There are times when Cincinnati Center City Development Corporation (3CDC) CEO Steve Leeper brings to mind the Great White Explorers of yore — Christopher Columbus, Capt. John Smith — who, upon landing on foreign soil, set about making it “new” by extracting the natives who were already there to make room for the Pilgrims who will think they landed there first.
There is a 3CDC-based plan afoot to move three major shelters, two of which will put our indigent far enough afield from the goods and services nearer the city’s center that they’ll have to take buses to get to them. The Drop Inn Center and City Gospel Mission — presently just blocks from one another on Elm Street — are being moved farther west to make room for still more urban (used to be called ghetto) development.
The “new” Anna Louise Inn, kicked out of its enviable digs after a protracted Samson-and-Goliath legal battle with Western & Southern, will soon be attached to the YWCA Women’s Shelter being built by 3CDC in Mount Auburn.
Together, these moves, refurbishments and attachments will cost $33.7 million; 3CDC, through private contributions from corporate neighbors, has already raised $28 million.
What is strangely captivating and maddening about Leeper and 3CDC is they move at lightening speed to get things accomplished and that flash-quick strategy leaves absolutely no wiggle room for debate, input or disagreement.
When, in 2003, then-Mayor Charlie Luken — who’d mismanaged his responses to Timothy Thomas’ April 2001 shooting death by Officer Stepehen Roach — helped form 3CDC so the management and refurbishment of the very parts of the city that had erupted in riots and looting could be privatized, the city was in effect saying it was incapable of reaching critical mass or consensus or making tangible progress.
That 3CDC can do all those things means it’s adapted a game-tight business model based solely on the movement of massive amounts of money.
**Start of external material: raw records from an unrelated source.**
PR #6291, opened 2024-10-16
Adding summarization tool which is based on fetch tool

aiday-mar:
Adding summarization tool which is based on fetch tool


lszomoru (approved):

alexr00 (commented):
👏

PR #6298, opened 2024-10-17
Adding mark as read action in the notifications tree view

aiday-mar:
Adding mark as read action in the notifications tree view

### DIFF
--- a/package.json
+++ b/package.json
@@ -2330,17 +2330,17 @@
 				{
 					"command": "notification.chatSummarizeNotification",
 					"group": "inline@1",
-					"when": "view == notifications:github && (viewItem == 'Issue' || viewItem == 'PullRequest')"
+					"when": "view == notifications:github && (viewItem == 'Issue' || viewItem == 'PullRequest') && config.githubPullRequests.experimental.notificationsView"
 				},
 				{
 					"command": "notification.openOnGitHub",
 					"group": "inline@2",
-					"when": "view == notifications:github && (viewItem == 'Issue' || viewItem == 'PullRequest')"
+					"when": "view == notifications:github && (viewItem == 'Issue' || viewItem == 'PullRequest') && config.githubPullRequests.experimental.notificationsView"
 				},
 				{
 					"command": "notification.markAsRead",
 					"group": "inline@3",
-					"when": "view == notifications:github && (viewItem == 'Issue' || viewItem == 'PullRequest')"
+					"when": "view == notifications:github && (viewItem == 'Issue' || viewItem == 'PullRequest') && config.githubPullRequests.experimental.notificationsView"
 				},
 				{
 					"command": "pr.openDescriptionToTheSide",
--- a/package.json
+++ b/package.json
@@ -1516,6 +1516,12 @@
 				"title": "%command.notification.chatSummarizeNotification.title%",
 				"category": "%command.notifications.category%",
 				"icon": "$(copilot)"
+			},
+			{
+				"command": "notification.markAsRead",
+				"title": "%command.notifications.markAsRead.title%",
+				"category": "%command.notifications.category%",
+				"icon": "$(checkmark)"
 			}
 		],
 		"viewsWelcome": [
@@ -2165,6 +2171,10 @@
 					"when": "false"
 				},
 				{
+					"command": "notification.markAsRead",
+					"when": "false"
+				},
+				{
 					"command": "notification.chatSummarizeNotification",
 					"when": "false"
 				}
@@ -2326,6 +2336,11 @@
 					"command": "notification.openOnGitHub",
 					"group": "inline@2",
 					"when": "view == notifications:github && (viewItem == 'Issue' || viewItem == 'PullRequest')"
+				},
+				{
+					"command": "notification.markAsRead",
+					"group": "inline@3",
+					"when": "view == notifications:github"
 				},
 				{
 					"command": "pr.openDescriptionToTheSide",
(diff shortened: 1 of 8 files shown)


src/notifications/notificationsProvider.ts
```diff
@@ -61,6 +61,8 @@ export class NotificationsProvider implements vscode.Disposable {
 		this._notificationsManager.clear();
 	}
 
+	public markAsRead(notification: INotificationItem): void { }
```
alexr00, line 64: Does the action do anything now?

package.json
```diff
@@ -2327,6 +2337,11 @@
 					"group": "inline@2",
 					"when": "view == notifications:github && (viewItem == 'Issue' || viewItem == 'PullRequest')"
 				},
+				{
+					"command": "notification.markAsRead",
+					"group": "inline@3",
+					"when": "view == notifications:github"
```
alexr00, line 2343: I guess we don't need a "is unread" in this `when` because we don't show read notifications?

package.json
```diff
@@ -2327,6 +2337,11 @@
 					"group": "inline@2",
 					"when": "view == notifications:github && (viewItem == 'Issue' || viewItem == 'PullRequest')"
 				},
+				{
+					"command": "notification.markAsRead",
+					"group": "inline@3",
```
alexr00, line 2342: In general, we try to make sure any action that's added `inline` is also added to the right click context menu.

alexr00 (approved):

aiday-mar:
Hi thanks for the feedback. Yes apologies I forgot to mark the PR as draft so I was still working on it.

package.json
aiday-mar: That's right, currently we only show unread notifications.

aiday-mar: Perhaps it would make sense to show also read notifications at some point 🤔

src/notifications/notificationsProvider.ts
aiday-mar: Yep going to fill that in.

package.json
aiday-mar: Hi I am not quite sure I understand. Do you mean I should add the command `notification.markAsRead` elsewhere too?

alexr00: We have the inline actions (circled), and the right click actions (squared). If an action is in the inline actions, we usually also put it in the right click actions.

image

src/notifications/notificationsProvider.ts
```diff
@@ -61,12 +63,31 @@ export class NotificationsProvider implements vscode.Disposable {
...
+		}
+		await gitHub.octokit.call(gitHub.octokit.api.activity.markThreadAsRead, {
+			thread_id: Number(notification.notification.id)
+		});
+		if (this._notifications === undefined) {
+			return;
+		}
+		const notificationIndexToRemove = this._notifications.findIndex(n => n === notification);
+		if (notificationIndexToRemove !== -1) {
+			this._notifications.splice(notificationIndexToRemove, 1);
```
alexr00, line 79: Having a `_notificaitons` member will cause use to be out of sync with the `_notificationsManager`. We should access and manage notifications exclusively through `this._notificationsManager`. I two options:
- Get the notification from the `this._notificationsManager` and set it's `unread` property to `false`. Then, when we [get all notifications in the tree view](https://github.com/microsoft/vscode-pull-request-github/blob/89fe5e32b2cdbe91885c44ba007711806e8ecc5d/src/notifications/notificationsView.ts#L86-L87), we can filter out the onse that have been read.
- Add a `removeNotification` to `NotificationManager`.

alexr00 (changes requested):
We shouldn't be maintaining the collection of notifications in two different places. I left a comment outlining some options!

src/notifications/notificationsProvider.ts
aiday-mar: Right I didn't think about that. I'll make the corresponding change

package.json
aiday-mar: I see better thanks. I added the actions into the group `issues_0@<number>` which placed them into the right-click context menu

src/notifications/notificationsManager.ts
```diff
@@ -77,6 +77,10 @@ export class NotificationsManager {
 		return this._notifications.get(key);
 	}
 
+	public removeNotification(key: string): void {
+		this._notifications.delete(key);
```
alexr00, line 81: I don't think it will have any negative impact now, but it would be good to fire the change event if the removed notification existed in the notification map.

package.json
```diff
@@ -2320,12 +2330,32 @@
 				{
 					"command": "notification.chatSummarizeNotification",
 					"group": "inline@1",
-					"when": "view == notifications:github && (viewItem == 'Issue' || viewItem == 'PullRequest')"
+					"when": "view == notifications:github && (viewItem == 'Issue' || viewItem == 'PullRequest') && config.githubPullRequests.experimental.notificationsView"
+				},
+				{
+					"command": "notification.chatSummarizeNotification",
+					"group": "issues_0@0",
```
alexr00, line 2337: nit: the name of this group could be `notifications_0` instead of `issues_0`

alexr00 (approved):
Thanks for the changes! I think we should only pass the notification manager into the notifications view. I overlooked this in my refactor yesterday. I will address during debt week!

package.json
aiday-mar: Ah right okay, I thought the word 'issues' is important in defining the right click context menu. Thanks for the feedback!

src/notifications/notificationsManager.ts
aiday-mar: Right thanks for the feedback!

And, in business, when large sums of money are being bandied about there is absolutely zero room at the Inn for people or emotions.
Imagine being homeless or being homeless and mentally disabled and being swept away from what you need the most: access.
Also, there is the notion that the least of us should be out of the line of vision of the balance that class clashes make.
The wealthy, the upwardly mobile and even the paycheck-to-paycheck strivers need to at least encounter the specter of the poor.
I believe this, lest they forget.
Long before the multi-million dollar 3CDC facelift of Washington Park, developers have been eyeballing the corner of 12th and Elm streets, where the Drop Inn Center presently sits
And won’t it be comforting to rarely, if ever, have to be panhandled by those people again when we’re walking from our valet-parked cars to eat over-priced hot dogs or to drink artisanal beer?
Now, we can just stroll.
We may not know it until we see it happening, but I do believe 3CDC is inching its way north up Elm Street to Liberty and perhaps even as far north as Findlay Market to manifest its total takeover.
As recently as early September, the city put the kibosh on a private meeting between 3CDC and the Cincinnati Historic Conservation Board, but only after Over-the-Rhine Community Council President Peter Hames and attorney Tim Mara, who lives in OTR, found out about the item on the meeting’s agenda and objected to city officials.
This means we need to pay closer attention to the intentions of 3CDC and not just be lulled and wowed by the all the pretty, shining lights along Vine Street.
Enquirer publisher Margaret Buchanan is on 3CDC’s board of directors, which explains why the paper sometimes appears sorta like a 3CDC newsletter in its reporting of the group’s “missions.”
Please do not misunderstand me.
I do not begrudge development, change or refurbishment, but it must be done humanely and with greater consideration than it has been done thus far.
Of course, the Drop Inn Center’s administration have to be on board with their pending move to the Butternut Bread factory at 5th and Gest streets and the homeless trade-off still needs a city zoning go-ahead and input from the public and Queensgate neighbors — namely United Parcel Service and Duke Energy — because, as we all know, the homeless love brown boxes and electricity and being in such close proximity to both could cause some real problems.
These are all formalities.
Expect all this to happen.
All that’s left is the Freestore/Foodbank.
Right now, they’re safe because they’re still in a pleasingly grungy strip of real estate on Liberty, prominent to the needy yet out of sight for settlers looking for a site for maybe a new microbrewery or loft living.
Some of this reminds me of the forced encampment of the city’s blacks in the 19th century to the fringe community called Buck Town, which was just east of Broadway between Fifth and Sixth streets.
The city needed the blacks for their cheap domestic labor and to take the crap riverbank jobs no one else wanted, but no one wanted to otherwise see these people, so it was best to let them languish in their own squalor, robbing and killing one another at will.
I am not saying this is what is going to happen with our indigent once they all get moved out of sight, but we should prepare ourselves for whatever is to come — good, bad or frightening — with this shift because the homeless are people, too.
And they are people who are having major decisions made for them based on what is being portrayed as their best interests.
We should ask them.
But hurry. Soon you won’t be able to find one.